* Exercise prompt
Find how many lines in the data below include the word "warnings", then write only that number.

* Available data
PR #467, opened 2021-07-21
Fix Docker lint warnings

rbergen:
This fixes the Docker lint warnings in existing solutions.

### DIFF
--- a/.github/workflows/CI.yml
+++ b/.github/workflows/CI.yml
@@ -43,7 +43,7 @@ jobs:
           NAME=$(echo "${{ matrix.solution }}" | sed -r 's/\//_/g' | tr '[:upper:]' '[:lower:]')
           echo "::set-output name=normalized::${NAME}"
       
-      - name: Lint Dockefile
+      - name: Lint Dockerfile
         uses: jbergstroem/hadolint-gh-action@v1
         with:
           dockerfile: "${{ matrix.solution }}/Dockerfile"
--- a/.github/workflows/CI.yml
+++ b/.github/workflows/CI.yml
@@ -49,7 +49,7 @@ jobs:
           dockerfile: "${{ matrix.solution }}/Dockerfile"
           output_format: tty
           error_level: 0
-          config_file: ./hadolint.yml
+          config_file: ./config/hadolint.yml
 
       - name: Set up QEMU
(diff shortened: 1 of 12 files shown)


PrimeForth/solution_1/Dockerfile
```diff
@@ -1,4 +1,4 @@
-FROM mtrute/gforth-container:latest
+FROM mtrute/gforth-container:0.7.9_20190627
```
marghidanu, line 1: I think this warning should be promoted to error. What do you think?

rbergen: I'd say that it's basically the same as not including any tag. So, yes. :)

marghidanu: Feel free to add the rule name in the `hadolint.yml` file under the error section. This will be picked up by Hadolint during CI and re-issued as an error.

rbergen: Would you be ok with moving the hadolint.yml file to a new /config directory?

marghidanu: Sure

rbergen: Then I think I'm done. I'll merge if you agree :)

.github/workflows/CI.yml
```diff
@@ -43,13 +43,13 @@ jobs:
           NAME=$(echo "${{ matrix.solution }}" | sed -r 's/\//_/g' | tr '[:upper:]' '[:lower:]')
           echo "::set-output name=normalized::${NAME}"
       
-      - name: Lint Dockefile
```
marghidanu, line 46: Ooops

.github/workflows/CI.yml
```diff
@@ -43,13 +43,13 @@ jobs:
...
+      - name: Lint Dockerfile
         uses: jbergstroem/hadolint-gh-action@v1
         with:
           dockerfile: "${{ matrix.solution }}/Dockerfile"
           output_format: tty
           error_level: 0
-          config_file: ./hadolint.yml
+          config_file: ./config/hadolint.yml
```
marghidanu, line 52: Cool, will keep this directory for other CI configuration.

marghidanu:
LGTM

* Solution to this exercise
2